Interesting internal insight into the state of Eastern Orthodoxy's common failure to transform people: Reclaiming the Gospel. Evangelicals who want to convert need to know this.


----------



## turmeric (Mar 24, 2006)

This is a very interesting article - I think some of what he says could be said of us as well.


----------



## Scott (Mar 24, 2006)

His solutions are good. I think they would help most any congregation. 

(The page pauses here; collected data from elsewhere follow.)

PR #35238, opened 2021-10-21
p0 test for AKS v2 hosted cluster

sgapanovich:
* created a tests/v3_api/test_aks_v2_hosted_cluster.py
  * basic coverage includes 
    * creating azure credentials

His assessment of the spiritual state of Othodoxy is useful information too, especially for potential converts. Most converting to Orthodoxy from evangelicalism will expect that the One true Church (their percpetion) will at least have some spiritual power. If he is right, in many cases it does not. The elaborate liturgy, claims to apostolic succession, etc. do not produce godly lives. Evangelicals will still be interested in this. Most do not perceive that they are converting to an ethnic social club with little spiritual reality. Frank Schaeffer had a scathing post-conversion (evangelicalism to Orthodoxy) criticism in an article titled "The Seduction of Orthodoxy." It used to be available online but it is now gone unfortunately. I wish had had saved it to my hard drive.


----------



## turmeric (Mar 24, 2006)

Is Franky still in it?

BTW, with their take that theosis in this life is an option, they've got that Lordship Salvation problem, although I'm sure they call it something else.


----------



## tellville (Mar 24, 2006)

Yes, he is still in it. There is a strong Eastern Orthodox contingent where I live and the chaplain of my regiment (I'm in the Reserves) is Eastern Orthodox. He runs an apologetic type radio show that defends Orthodoxy as the one true Church that Christ founded on Pentecost. He has already interviewed a person who was converted because of the show. He constantly interviews converts to the faith. Anyway, he just did a recent interview with Franky Schaffer talking about his conversion here: http://68.150.133.198/orthodoxradio/audio/mp3/hq/20050605.mp3

The website is http://orthodoxradio.ca 

Sometimes it's crappy, so you might have to click the link a couple of times to download. 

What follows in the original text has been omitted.